● **Supplied material**

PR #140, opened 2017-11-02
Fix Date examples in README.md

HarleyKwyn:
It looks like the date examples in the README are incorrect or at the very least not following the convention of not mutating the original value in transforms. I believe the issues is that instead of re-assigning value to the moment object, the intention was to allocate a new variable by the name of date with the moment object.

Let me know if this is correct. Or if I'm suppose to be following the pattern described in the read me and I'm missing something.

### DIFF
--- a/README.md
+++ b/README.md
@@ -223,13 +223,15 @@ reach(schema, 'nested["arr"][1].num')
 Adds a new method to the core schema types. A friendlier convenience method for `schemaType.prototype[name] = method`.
* * *
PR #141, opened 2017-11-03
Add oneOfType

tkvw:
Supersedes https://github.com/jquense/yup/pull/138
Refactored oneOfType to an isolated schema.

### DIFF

● **Work instructions**
Give back, exactly as written, the stretch from the line with "Fix Date examples in README.md" through the line with "Adds a new method", and no other lines from the records above.

● **Answer below**
Fix Date examples in README.md

HarleyKwyn:
It looks like the date examples in the README are incorrect or at the very least not following the convention of not mutating the original value in transforms. I believe the issues is that instead of re-assigning value to the moment object, the intention was to allocate a new variable by the name of date with the moment object.

Let me know if this is correct. Or if I'm suppose to be following the pattern described in the read me and I'm missing something.

### DIFF
--- a/README.md
+++ b/README.md
@@ -223,13 +223,15 @@ reach(schema, 'nested["arr"][1].num')
 Adds a new method to the core schema types. A friendlier convenience method for `schemaType.prototype[name] = method`.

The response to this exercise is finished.